PR #10115, opened 2021-06-03
Fix 'ip_range_whitelist' not working for federation servers

### LINKED ISSUE #9569: ip_range_whitelist has no impact on federation client
### Description
`ip_range_whitelist` does not affect federation ip blacklisting. I have an internal matrix server which cannot federate with other servers on the same network. 

### Steps to reproduce

- Setup a homeserver using an internal ip address
- Set `ip_range_whitelist` to include the other servers ip address
- Attempt to federate with it

Relevant log entry

```
INFO - None - Dropped 10.x.x.x from DNS resolution to hs-name due to blacklist
```

Looking at the code the federation client is setup without passing an ip_whitelist to its DNS resolver. Only application services appears to at present use the `ip_range_whitelist` attribute.

### Version information

- **Version**: 1.29.0

- **Install method**: debian package

- **Platform**: debian

mikure:
This fixes #9569, which prevented 'ip_range_whitelist' from working for federation servers.

This implements the changes already suggested by @clokep to still provide backwards-compatibility, if 'federation_ip_range_blacklist' is set. Otherwise 'ip_range_whitelist' will be used.
I hopefully got the idea right. But some tests showed the expected results.


mikure:
I just realized, that I the wrong named changelog file was accidentally added. I hope, it is correct now.

changelog.d/10115.bugfix
```diff
@@ -0,0 +1,2 @@
+Fix a bug that prevented the 'ip_range_whitelist' configuration to work for federation and identity servers.
```
richvdh, line 1:
```suggestion
Fix a bug introduced in Synapse v1.25.0 that prevented the `ip_range_whitelist` configuration option from working for federation and identity servers. Contributed by @mikure.
```

changelog.d/10115.bugfix
```diff
@@ -0,0 +1,2 @@
...
+Notice that this change will not be applied, if your configuration still uses 'federation_ip_range_blacklist', to allow backwards-compatibility.
```
richvdh, line 2: we wouldn't normally include this level of detail in the changelog. I think you can safely omit it.
```suggestion
```

synapse/config/server.py
```diff
@@ -410,6 +410,11 @@ def read_config(self, config, **kwargs):
             ["0.0.0.0", "::"],
             config_path=("federation_ip_range_blacklist",),
         )
+        # The federation_ip_range_whitelist is used to provide
+        # backwards-compatibility, if federation_ip_range_blacklist is set.
```
richvdh, line 414: please could you add a comment explaining why this is a sensible thing to do? It's not obvious at first glance why we would check `federation_ip_range_blacklist` when setting `federation_ip_range_whitelist`.

richvdh (changes requested):
Thanks for the contribution! A few suggestions below.

synapse/config/server.py
clokep: It's because there never was an `federation_ip_range_whitelist` before, so if you're using the old `federation_ip_range_blacklist` config to ensure backwards compatibility you should *not* apply `ip_range_whitelist` against it.

changelog.d/10115.bugfix
clokep: This feels a bit odd to me since this wasn't a thing that ever worked -- I don't think it is really a bug, but a new feature? I guess it depends on how you look at it.

richvdh: I had the same thought, but the sample config says of `ip_range_whitelist`:

> # List of IP address CIDR ranges that should be allowed for federation,
> # identity servers, push servers, ...

which is just wrong. So whether it be in the docs or the impl, it seems there was a bug.

synapse/config/server.py
richvdh: sorry, yes, having stared at #9569 I figured it out. What I'm saying is that this comment needs to say it, to save everyone who ever reads that bit of code having to do the same detective work.

changelog.d/10115.bugfix
clokep: Ah, fair enough! I didn't realize the docs were that specific. 👍

mikure: Thank you for your feedback.
For me it felt like a bug, as the `ip_range_whitelist` did not work for my test setup, although the comment claimed otherwise.

changelog.d/10115.bugfix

------------------------------------------------------------------------

* WORK TO BE COMPLETED *
In full and without edits, repeat the listing above.

* RESPONSE *
PR #10115, opened 2021-06-03
Fix 'ip_range_whitelist' not working for federation servers

### LINKED ISSUE #9569: ip_range_whitelist has no impact on federation client
### Description
`ip_range_whitelist` does not affect federation ip blacklisting. I have an internal matrix server which cannot federate with other servers on the same network. 

### Steps to reproduce

- Setup a homeserver using an internal ip address
- Set `ip_range_whitelist` to include the other servers ip address
- Attempt to federate with it

Relevant log entry

```
INFO - None - Dropped 10.x.x.x from DNS resolution to hs-name due to blacklist
```

Looking at the code the federation client is setup without passing an ip_whitelist to its DNS resolver. Only application services appears to at present use the `ip_range_whitelist` attribute.

### Version information

- **Version**: 1.29.0

- **Install method**: debian package

- **Platform**: debian

mikure:
This fixes #9569, which prevented 'ip_range_whitelist' from working for federation servers.

This implements the changes already suggested by @clokep to still provide backwards-compatibility, if 'federation_ip_range_blacklist' is set. Otherwise 'ip_range_whitelist' will be used.
I hopefully got the idea right. But some tests showed the expected results.


mikure:
I just realized, that I the wrong named changelog file was accidentally added. I hope, it is correct now.

changelog.d/10115.bugfix
```diff
@@ -0,0 +1,2 @@
+Fix a bug that prevented the 'ip_range_whitelist' configuration to work for federation and identity servers.
```
richvdh, line 1:
```suggestion
Fix a bug introduced in Synapse v1.25.0 that prevented the `ip_range_whitelist` configuration option from working for federation and identity servers. Contributed by @mikure.
```

changelog.d/10115.bugfix
```diff
@@ -0,0 +1,2 @@
...
+Notice that this change will not be applied, if your configuration still uses 'federation_ip_range_blacklist', to allow backwards-compatibility.
```
richvdh, line 2: we wouldn't normally include this level of detail in the changelog. I think you can safely omit it.
```suggestion
```

synapse/config/server.py
```diff
@@ -410,6 +410,11 @@ def read_config(self, config, **kwargs):
             ["0.0.0.0", "::"],
             config_path=("federation_ip_range_blacklist",),
         )
+        # The federation_ip_range_whitelist is used to provide
+        # backwards-compatibility, if federation_ip_range_blacklist is set.
```
richvdh, line 414: please could you add a comment explaining why this is a sensible thing to do? It's not obvious at first glance why we would check `federation_ip_range_blacklist` when setting `federation_ip_range_whitelist`.

richvdh (changes requested):
Thanks for the contribution! A few suggestions below.

synapse/config/server.py
clokep: It's because there never was an `federation_ip_range_whitelist` before, so if you're using the old `federation_ip_range_blacklist` config to ensure backwards compatibility you should *not* apply `ip_range_whitelist` against it.

changelog.d/10115.bugfix
clokep: This feels a bit odd to me since this wasn't a thing that ever worked -- I don't think it is really a bug, but a new feature? I guess it depends on how you look at it.

richvdh: I had the same thought, but the sample config says of `ip_range_whitelist`:

> # List of IP address CIDR ranges that should be allowed for federation,
> # identity servers, push servers, ...

which is just wrong. So whether it be in the docs or the impl, it seems there was a bug.

synapse/config/server.py
richvdh: sorry, yes, having stared at #9569 I figured it out. What I'm saying is that this comment needs to say it, to save everyone who ever reads that bit of code having to do the same detective work.

changelog.d/10115.bugfix
clokep: Ah, fair enough! I didn't realize the docs were that specific. 👍

mikure: Thank you for your feedback.
For me it felt like a bug, as the `ip_range_whitelist` did not work for my test setup, although the comment claimed otherwise.

changelog.d/10115.bugfix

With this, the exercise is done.